#### YOUR INSTRUCTIONS:
A single number is the whole answer: the count of lines in these entries that hold "https".

━━━ THE INPUT ━━━

PR #700, opened 2025-03-22
toolchain version bump to latest versions

jopadan:
**Changes**
- gcc-15.2.0
- binutils-2.45
- mpfr-4.2.2
- newlib-4.5.0.20241231


rasky:
Thanks, but I'd rather wait for GCC 15 to be released so that we don't fragment the user base across slightly different toolchains.

sp1187:
Could you explain why you chose to switch the binutils variant? I don't think we use gold, and it is now deprecated as well so no need to include it in my view.

PR #711, opened 2025-05-04
Make color macros usable as constants

gamemasterplc:
Allows them to be used to initialize a global variable or in-function static variable in C. Also avoids generation of global constructors for the variables in C++.


meeq:
This will make defining color constants much cleaner and eliminate the need for hacks like this:
https://github.com/n64brew/N64brew-GameJam2024/blob/1519c402c3db8d65e966e79f438fae095b276f71/code/landgrab/color.h#L6-L7

PR #714, opened 2025-05-11
Networkfusion/test docker multiplatform

networkfusion:
Tests ability to generate multi platform docker images.

- Update docker images to use 24.04 (LTS) - 20.04 was too old and 22.04 will be too old soon.
- Support for 20.04 has been dropped in most GH actions, so start using 24.04.
- Updated GH actions for docker build and push.
- Added toolchain package generation for arm64.
- Added multiplatform docker image to support both AMD64 and ARM64 targets.
- Renamed workflows to better reflect usage.
- Improved checks based on file changes to decide whether actions should be ran.
- grep warnings from build log and add them to the action summary (requires better character handling).

NOTE: there are a couple of lines commented out as `# FIXME: This is ready in this fork but not yet in the main repo.` which require the repo to contain the packages before they can be consumed (when released from the `main` branch).


networkfusion:
These fail because of `403: forbidden` access (which is expected in this PR I guess, as I dont have the required permissions). 
image

On my fork: https://github.com/networkfusion/libdragon/actions/runs/14957748306

rasky:
@anacierdem can you please review this? Is this ok for you?

anacierdem (commented):
In general, things look correct to me. The only thing I haven't properly reviewed is the gh permissions, b/c I don't know them well enough. I'll do some reading and try to understand latest state of things. No blocker for a merge though as everything seems safe.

━━━

#### SOLUTION TO THIS TASK:
2